In 2020, the U.S. Treasury Department sanctioned the Central Scientific Research Institute of Chemistry and Mechanics, linking it to a 2017 attack on a Saudi oil facility. Experts believe that the attack would have caused loss of life had the hackers not made coding errors that enabled their detection. But the threat remains. A 2018 presentation on XENOTIME by the Dragos cybersecurity firm notes that TRISIS/TRITON capability is not specific to one safety system, such as the Schneider Electric system involved in the 2017 Saudi incident. Dragos also notes that XENOTIME is a highly patient actor, focused on establishing an ability to operate across a server to effect maximum compromise of key systems.

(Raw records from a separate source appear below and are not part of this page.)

Issue #2113, opened 2017-02-01
Terminals broken


takluyver:
When I start a terminal, I don't see any prompt or other text in the black area, and I can't type anything, but this appears in the lower left corner:

![screenshot from 2017-02-01 17-44-14](https://cloud.githubusercontent.com/assets/327925/22518868/2c60498a-e8a6-11e6-8e67-a0c94ac98282.png)

I've rebuilt the JS and CSS, made sure I'm not hitting the browser cache, and tested it in both Firefox and Chromium, with the same results. I also tried upgrading xtermjs to 2.2.3, the latest release, and still saw the same. I guess that maybe some of our CSS/JS is clashing with that of xtermjs? @yuvipanda , you've done stuff with terminals recently, do you have a chance to look at it?

There are no errors in the terminal, and nothing that looks relevant in the JS console:

```
Using //@ to indicate sourceMappingURL pragmas is deprecated. Use //# instead[Learn More]
resize to : 57 rows by  138 columns
Use of getPreventDefault() is deprecated.  Use defaultPrevented instead.
resize to : 41 rows by  138 columns
```

takluyver:
$SHELL is set to `/bin/bash`.

Carreau:
I think that's more than CSS, the `div.xtem-rows` is actually outside of the `div.xterm-scroll-area`, while it should be in it.

gnestor:
I can confirm that 4.x branch does not have this issue...

gnestor:
Likely culprit: https://github.com/jupyter/notebook/commit/47d44519584f894c0b8bac55a2e234d532bb14db

gnestor:
It looks like we were requiring `xterm/src/xterm.css` but now that we don't have webpack, how should we include xterm's CSS?

blink1073:
IIRC they have a bower package.

blink1073:
I'll look into this tomorrow morning.

blink1073:
Nevermind, Hrant already fixed it. ;)

PR #2116, opened 2017-02-01
Add back xterm.css

gnestor:
Closes https://github.com/jupyter/notebook/issues/2113


Carreau:
Thanks !

We're closing in on 5 ! Do one of you want to send a message to the mailing list saying that we are closing in on 5.0, that we need a last look on critical issue and a hand for a couple of last PR ? 

Then we can cut a beta?

takluyver:
Don't forget about the issues marked 4.4. I don't think we're doing 4.4
now, so they should be considered for 5.0.

Carreau:
> Don't forget about the issues marked 4.4. I don't think we're doing 4.4
> now, so they should be considered for 5.0.

I'm seeing a few we can bump to 5.1 !

PR #2124, opened 2017-02-02
Upgrade xtermjs to 2.2.3

takluyver:
I tested very briefly and this seemed to work. 2.2.3 is the latest release at present. Release notes are here:
https://github.com/sourcelair/xterm.js/releases


takluyver:
Thanks Steve, that's three times as many browsers as I had tested ;-)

While the Freeport LNG explosion remains under investigation, multiple sources told me they were struck by the overpressure event along a key pipeline transit route and the evident failure of safety systems to engage. This fits with XENOTIME’s modus operandi. Again, U.S. energy networks are a very high priority target for all three of the major Russian intelligence services: GRU, FSB, and the SVR. All run operations across a range of relevant concerns, with the SVR taking the lead for political influence and covert funding of green organizations, and the FSB and GRU for direct action.

But if Russia is responsible for the Freeport LNG incident, it breached explicit warnings from President Joe Biden against critical infrastructure attacks. Technically, it would also have conducted an act of war on U.S. soil. The question is: Will we ever know what happened? If Freeport LNG was unable to detect a major cyber intrusion and the capture of its systems, attributing Russian culpability may be extraordinarily difficult. Deficient cyber forensics is an issue that afflicts many private sector organizations.